§ Task material:
PR #3292, opened 2023-12-07
Source sdk-partitions from the models instead of hardcoding

### LINKED ISSUE #2836: Use partitions.json from aws-models
Currently we use a hard coded file

rcoh:
## Motivation and Context
Fixes #2836 

This is required to gain access to hew partitions.

## Description
1. Update `sync-models` to sync from aws-sdk-rust. This location includes `sdk-partitions.json`
2. Update aws:sdk gradle file to properly set this variable in codegen.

§ What this task involves: Using the listing above, transcribe every entry exactly.

§ Task result:
PR #3292, opened 2023-12-07
Source sdk-partitions from the models instead of hardcoding

### LINKED ISSUE #2836: Use partitions.json from aws-models
Currently we use a hard coded file

rcoh:
## Motivation and Context
Fixes #2836 

This is required to gain access to hew partitions.

## Description
1. Update `sync-models` to sync from aws-sdk-rust. This location includes `sdk-partitions.json`
2. Update aws:sdk gradle file to properly set this variable in codegen.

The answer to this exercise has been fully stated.